**What you have to do:** Output exactly, please, the lines of the records below from the one containing "bugfix: .357 Ironfeather" through the final line.

**Recorded data:**
•••••
PR #18232, opened 2023-03-09
Stechkin Ammo Buff + Revolver ammo tweaks

Skrem7:

I should spend 6 TC on a better gun instead of 6 TC on the worse gun

Makes stechkin more relatively unique to the revolver by making it pew-pew its smoler bullets more (ten round magazines)

Revolver alternative ammos have generally been made slightly more appealing so they still do SOMETHING even if you don't use them in their very tight niches

Ironfeather box should actually give ironfeather now because I am very bad at coding. Also ironfeather has a little AP now because it suffered from the negative AP of pellets and I didn't like this for how little damage it does more than the base bullet PLUS the base bullet has AP

Technically tinkers with some wound_chances but they're very minor and not really worth noting

# Wiki Documentation

Guide to combat and syndicate items and all that will need the new magazine values and also damage values

# Changelog

:cl:  
bugfix: .357 Ironfeather box in the uplink should now actually give Ironfeather
tweak: Stechkin now has ten rounds per magazine
tweak: .357 Nutcracker and .357 Metalshock have had their damage values increased
tweak: .357 Ironfeather now has 10 AP, up from -20 of default pellets
/:cl:


UltraBigRat:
•••••
**Answer to this exercise:**
bugfix: .357 Ironfeather box in the uplink should now actually give Ironfeather
tweak: Stechkin now has ten rounds per magazine
tweak: .357 Nutcracker and .357 Metalshock have had their damage values increased
tweak: .357 Ironfeather now has 10 AP, up from -20 of default pellets
/:cl:


UltraBigRat:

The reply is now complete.